(Listed entries Opens)

PR #4174, opened 2021-11-30
[AKS] enable `aks create` dual-stack clusters

tyler-lloyd:
---

### General Guidelines

For new extensions:

### About Extension Publish


yonzhan:
AKS

tyler-lloyd:
this is a branch of https://github.com/Azure/azure-cli-extensions/pull/4165

#4165 should be completed first, then this.

src/aks-preview/azext_aks_preview/_loadbalancer.py
```diff
@@ -26,48 +26,65 @@ def set_load_balancer_sku(sku, kubernetes_version):
...
+            else:
+                # ips -> i_ps due to track 2 naming issue
+                profile.managed_outbound_i_ps = ManagedClusterLoadBalancerProfileManagedOutboundIPs(
+                    count_ipv6=managed_outbound_ipv6_count
+                )
         if managed_outbound_ip_count:
             # ips -> i_ps due to track 2 naming issue
             profile.managed_outbound_i_ps = ManagedClusterLoadBalancerProfileManagedOutboundIPs(
                 count=managed_outbound_ip_count
             )
```
FumingZhang, line 79: The value (`count_ipv6`) might be overwritten when user set `--load-balancer-managed-outbound-ip-count` and `--load-balancer-managed-outbound-ipv6-count` at the same time. I am not sure if this is expected.

src/aks-preview/azext_aks_preview/_loadbalancer.py
```diff
@@ -26,48 +26,65 @@ def set_load_balancer_sku(sku, kubernetes_version):
...
         profile.outbound_i_ps = None
         profile.outbound_ip_prefixes = None
+        if managed_outbound_ipv6_count:
+            if profile.managed_outbound_i_ps:
+                profile.managed_outbound_i_ps.count_ipv6 = managed_outbound_ipv6_count
+            else:
+                # ips -> i_ps due to track 2 naming issue
+                profile.managed_outbound_i_ps = ManagedClusterLoadBalancerProfileManagedOutboundIPs(
+                    count_ipv6=managed_outbound_ipv6_count
+                )
```
FumingZhang, line 74: This part looks exactly the same as line 80-87. I think you can add remove one of them and add some similar checks to the `managed_outbound_ip_count` part.

src/aks-preview/azext_aks_preview/decorator.py
```diff
@@ -1301,6 +1305,43 @@ def set_up_network_profile(self, mc: ManagedCluster) -> ManagedCluster:
...
+        if ip_families:
+            network_profile.ip_families = ip_families.split(',')
+
+        pod_cidrs = self.context.raw_param.get('pod_cidrs')
+        if pod_cidrs:
+            network_profile.pod_cidrs = pod_cidrs.split(',')
+
+        service_cidrs = self.context.raw_param.get('service_cidrs')
+        if service_cidrs:
+            network_profile.service_cidrs = service_cidrs.split(',')
```
FumingZhang, line 1319: I would appreciate it if you could write corresponding "getter" functions under class `AKSPreviewContext` for these new parameters. An example would be [`_get_aad_admin_group_object_ids`](https://github.com/Azure/azure-cli/blob/dev/src/azure-cli/azure/cli/command_modules/acs/decorator.py#L3381) from azure-cli. You don't need to write the internal function (function name starts with `_`) since you do not have extra validations for these parameters. Please do not modify the value if it is obtained from the `mc` object. The detailed explanation for this is as follows

> In the update mode, the parameter value is not obtained from `mc` because we just need to use the value provided by the user to overwrite the value in `mc`.
> 
> But in the create mode, `mc` is completely blank, and we want to assemble the user's input into a complete `mc`. Considering that our parameters have a certain dependency or mutual exclusion relationship, or the parameters will be normalized before putting into `mc`, there are even some parameters that do not need user to provide explicitly, but can be dynamically completed by cli.
> 
> In order to ensure the consistency of the state and make the value of the parameter more clearly determined, we created the following principle in the create mode, that is, if a parameter has been placed in the `mc` object, then when trying to get the parameter value again, (e.g. cross-validation with other parameters) the value in `mc` shall prevail.

Also in this way, we can write unit test cases for these "getter" functions in file `test_decorator.py`.

src/aks-preview/azext_aks_preview/decorator.py
```diff
@@ -1301,6 +1305,43 @@ def set_up_network_profile(self, mc: ManagedCluster) -> ManagedCluster:
...
+
+        ipv6_count = self.context.raw_param.get('load_balancer_managed_outbound_ipv6_count')
+        if ipv6_count:
+            print('pre + ' + str(network_profile))
```
FumingZhang, line 1323: Please remove `print` or replace it with `logger.debug` before merging this PR.

src/aks-preview/azext_aks_preview/decorator.py
```diff
@@ -1301,6 +1305,43 @@ def set_up_network_profile(self, mc: ManagedCluster) -> ManagedCluster:
...
+            else:
+                network_profile.load_balancer_profile = create_load_balancer_profile(
+                    self.context.get_load_balancer_managed_outbound_ip_count(),
+                    ipv6_count,
+                    self.context.get_load_balancer_outbound_ips(),
+                    self.context.get_load_balancer_outbound_ip_prefixes(),
+                    self.context.get_load_balancer_outbound_ports(),
+                    self.context.get_load_balancer_idle_timeout(),
+                )
+            print('post + ' + str(network_profile))
```
FumingZhang, line 1343: Also this `print`.

src/aks-preview/azext_aks_preview/decorator.py
```diff
@@ -1301,6 +1305,43 @@ def set_up_network_profile(self, mc: ManagedCluster) -> ManagedCluster:
...
+
+        pod_cidrs = self.context.raw_param.get('pod_cidrs')
+        if pod_cidrs:
+            network_profile.pod_cidrs = pod_cidrs.split(',')
+
+        service_cidrs = self.context.raw_param.get('service_cidrs')
+        if service_cidrs:
+            network_profile.service_cidrs = service_cidrs.split(',')
+
+        ipv6_count = self.context.raw_param.get('load_balancer_managed_outbound_ipv6_count')
```
FumingZhang, line 1321: Please also write "getter" for this parameter.

src/aks-preview/azext_aks_preview/decorator.py
```diff
@@ -1301,6 +1305,43 @@ def set_up_network_profile(self, mc: ManagedCluster) -> ManagedCluster:
...
+                network_profile.load_balancer_profile = create_load_balancer_profile(
+                    self.context.get_load_balancer_managed_outbound_ip_count(),
+                    ipv6_count,
+                    self.context.get_load_balancer_outbound_ips(),
+                    self.context.get_load_balancer_outbound_ip_prefixes(),
+                    self.context.get_load_balancer_outbound_ports(),
+                    self.context.get_load_balancer_idle_timeout(),
+                )
+            print('post + ' + str(network_profile))
+
```
FumingZhang, line 1344: We also have unit test cases for the `set_up_xxx` functions in `AKSPreviewDecorator`, please extend `test_set_up_network_profile` in file `test_decorator.py`.

src/aks-preview/azext_aks_preview/_loadbalancer.py
tyler-lloyd: yep, just left over

src/aks-preview/azext_aks_preview/decorator.py
tyler-lloyd: added getters. Although I would like to get your opinion on the behavior. I was not aware the SDK provided default values for pod_cidr and service_cidr. For new functionality we want customers to be able to just do `az aks create --pod-cidrs XYZ,ABC --service-cidrs FOO,BAR` where these do not match the defaults for pod-cidr and service-cidr. Therefore, I've made the change here to overwrite whatever is in pod_cidr and service_cidr with pod_cidrs[0] and service_cidrs[0] if it exists. This would be required as RP validates this anyway.

src/aks-preview/azext_aks_preview/decorator.py
tyler-lloyd: removed

src/aks-preview/azext_aks_preview/decorator.py
tyler-lloyd: removed

src/aks-preview/azext_aks_preview/decorator.py
tyler-lloyd: added

src/aks-preview/azext_aks_preview/decorator.py
tyler-lloyd: added unit tests in test_decorator and in test_aks_commands

src/aks-preview/azext_aks_preview/_loadbalancer.py
```diff
@@ -68,6 +69,14 @@ def configure_load_balancer_profile(managed_outbound_ip_count, outbound_ips, out
             profile.managed_outbound_i_ps = ManagedClusterLoadBalancerProfileManagedOutboundIPs(
                 count=managed_outbound_ip_count
```
FumingZhang, line 70: Should also add check for `managed_outbound_ip_count`. In an update scenario, user only specifies `managed_outbound_ip_count` this time, but we have `managed_outbound_ipv6_count` set when the cluster was created, this would overwrite `managed_outbound_ipv6_count` to `None`. Is this expected?

src/aks-preview/azext_aks_preview/decorator.py
```diff
@@ -743,6 +747,45 @@ def _get_workspace_resource_id(
...
+    def get_load_balancer_managed_outbound_ipv6_count(self) -> Union[int, None]:
+        """Obtain the expected count of IPv6 managed outbound IPs.
+
+        :return: int or None
+        """
+        count_ipv6 = self.raw_param.get(
+            'load_balancer_managed_outbound_ipv6_count')
+
+        return count_ipv6 if count_ipv6 else None
```
FumingZhang, line 787: In this way, we would convert `0` to `None`. If this is expected, please add a unit test case to cover this.

src/aks-preview/azext_aks_preview/decorator.py
```diff
@@ -743,6 +747,45 @@ def _get_workspace_resource_id(
...
+        """Obtain the CIDR ranges for the service subnet.
+
+        :return: List[str] or None
+        """
+        return self._get_list_attr('service_cidrs')
+
+    def _get_list_attr(self, param_key) -> Union[List[str], None]:
+        param = self.raw_param.get(param_key)
+
+        if param and isinstance(param, str):
```
FumingZhang, line 774: In this way, we would convert empty string to `None`. If this is expected, please add a unit test case to cover this.

src/aks-preview/azext_aks_preview/tests/latest/test_decorator.py
```diff
@@ -1481,6 +1521,64 @@ def test_set_up_network_profile(self):
...
+        )
+        mc_3 = self.models.ManagedCluster(location="test_location")
+        dec_mc_3 = dec_3.set_up_network_profile(mc_3)
+
+        network_profile_3 = self.models.ContainerServiceNetworkProfile(
+            network_plugin="kubenet",
+            pod_cidr="10.246.0.0/16",
+            service_cidr="10.0.0.0/16",
+            dns_service_ip=None,  # overwritten to None
+            docker_bridge_cidr=None,  # overwritten to None
```
FumingZhang, line 1557: According to the implementation (base function) in [azure-cli](https://github.com/Azure/azure-cli/blob/dev/src/azure-cli/azure/cli/command_modules/acs/decorator.py#L4731-L4755), we would overwrite `dns_service_ip/docker_bridge_cidr` to `None` when any of `network_plugin/pod_cidr/service_cidr/dns_service_ip/docker_bridge_address/network_policy` is specified but they themselves are not. Take an example, if user only specifies the new parameters like `pod_cidrs`, `service_cidrs` or `ip_families`, we would still take the default values provided by SDK for `dns_service_ip` and `docker_bridge_cidr`.

src/aks-preview/azext_aks_preview/tests/latest/test_aks_commands.py
```diff
@@ -2891,6 +2891,39 @@ def test_aks_create_with_windows_gmsa(self, resource_group, resource_group_locat
...
+            'location': resource_group_location,
+            'resource_type': 'Microsoft.ContainerService/ManagedClusters',
+            'ssh_key_value': self.generate_ssh_keys(),
+        })
+
+        # create
+        create_cmd = 'aks create --resource-group={resource_group} --name={name} --location={location} ' \
+                     '--ip-families IPv4 --pod-cidr 172.126.0.0/16 --service-cidr 172.56.0.0/16 ' \
+                     '--dns-service-ip 172.56.0.10 --pod-cidrs 172.126.0.0/16 --service-cidrs 172.56.0.0/16 ' \
+                     '--network-plugin kubenet --ssh-key-value={ssh_key_value}'
```
FumingZhang, line 2913: It seems that the new option `--load-balancer-managed-outbound-ipv6-count` is not covered by any live (E2E) test case. Please add one and test both `aks create` and `aks update`.

src/aks-preview/azext_aks_preview/decorator.py
tyler-lloyd: good catch. changed to return 0

src/aks-preview/azext_aks_preview/decorator.py
tyler-lloyd: what do we usually do in cases where the parameter is expected to be a list? convert to an empty list? `[]`?

src/aks-preview/azext_aks_preview/tests/latest/test_decorator.py
tyler-lloyd: updated to capture this functionality. if ip_families is provided then defaults should be kept (if other things are provided)

src/aks-preview/azext_aks_preview/tests/latest/test_aks_commands.py
tyler-lloyd: currently, we do not have the toggle on for dual-stack clusters so any e2e test would fail. That should be changing shortly. My plan was to come back and add a test once it is enabled in canary (which should be by Monday)

src/aks-preview/azext_aks_preview/_loadbalancer.py
tyler-lloyd: yep, updated to preserve the ipv6 count through update commands.

src/aks-preview/azext_aks_preview/decorator.py
tyler-lloyd: Looks like for other parameters we differentiate between omitted and empty string for list properties. Will update.

src/aks-preview/azext_aks_preview/_loadbalancer.py
```diff
@@ -26,48 +26,58 @@ def set_load_balancer_sku(sku, kubernetes_version):
...
     """configure a load balancer with customer supplied values"""
     if not profile:
         return profile
 
     outbound_ip_resources = _get_load_balancer_outbound_ips(outbound_ips)
     outbound_ip_prefix_resources = _get_load_balancer_outbound_ip_prefixes(outbound_ip_prefixes)
 
-    if managed_outbound_ip_count or outbound_ip_resources or outbound_ip_prefix_resources:
-        # ips -> i_ps due to track 2 naming issue
-        profile.managed_outbound_i_ps = None
```
FumingZhang, line 62: I am not sure if we need to clear the setting of `managed_outbound_i_ps` when only `outbound_ip_resources` or `outbound_ip_prefix_resources` is specified (in an update scenario).

src/aks-preview/azext_aks_preview/decorator.py
```diff
@@ -1301,6 +1351,60 @@ def set_up_network_profile(self, mc: ManagedCluster) -> ManagedCluster:
...
+            pod_cidr,
+            pod_cidrs,
+            service_cidr,
+            service_cidrs,
+        ]):
+            network_profile.dns_service_ip = dns_service_ip
+            network_profile.pod_cidr = pod_cidr
+            network_profile.pod_cidrs = pod_cidrs
+            network_profile.service_cidr = service_cidr
+            network_profile.service_cidrs = service_cidrs
```
FumingZhang, line 1382: I remember that in the previous implementation, the value of `pod_cidr` was overwritten by `pod_cidrs[0]` (similar for `service_cidr`). Is this no longer needed?

By the way, I suppose it is a bit strange to provide both options `--pod-cidr` and `--pod-cidrs` at the same time, since option `--pod-cidrs` is sufficient to cover the function of option `--pod-cidr` (except for compatibility issues); maybe we can discuss with PM whether we need to discard option `--pod-cidr` in the future?

One suggestion to the current situation is, do we need to output a warning level log message (or even raise a `MutuallyExclusiveArgumentError`) when the user uses the two options `--pod-cidr` and `--pod-cidrs` at the same time, reminding the user that the value set by `--pod-cidr` will be overwritten by `--pod-cidrs` (or this is not allowed)?

src/aks-preview/azext_aks_preview/tests/latest/test_aks_commands.py
tyler-lloyd: these tests are now added for the ipv6-count

src/aks-preview/azext_aks_preview/decorator.py
tyler-lloyd: no need to overwrite the value as RP will take care of it if pod_cidr and service_cidr are omitted but the cidrs are supplied.

src/aks-preview/azext_aks_preview/_loadbalancer.py
tyler-lloyd: I am not really sure why this is there in the first place. It seems like this has unintended consequences. If I create a cluster then run `az aks update` with outbound_ip_resources, it seems like the managed_outbound_i_ps will be reverted back to the default values which is just `count=1`.

FumingZhang (approved):
The PR looks good to me

src/aks-preview/HISTORY.md
```diff
@@ -2,6 +2,11 @@
 
 Release History
 ===============
+0.5.47
+++++++
+* Add support for IPv4/IPv6 dual-stack networking AKS clusters
+  * `az aks create --pod-cidrs --service-cidrs --ip-families --load-balancer-managed-outbound-ipv6-count`
```
zhoxing-ms, line 8:
```suggestion
* `az aks create --pod-cidrs --service-cidrs --ip-families --load-balancer-managed-outbound-ipv6-count`
```

zhoxing-ms (approved):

(Listed entries Closes)

- Exercise brief: The answer should be a number alone: the count of lines in the records that hold the word "other".

- Result: 3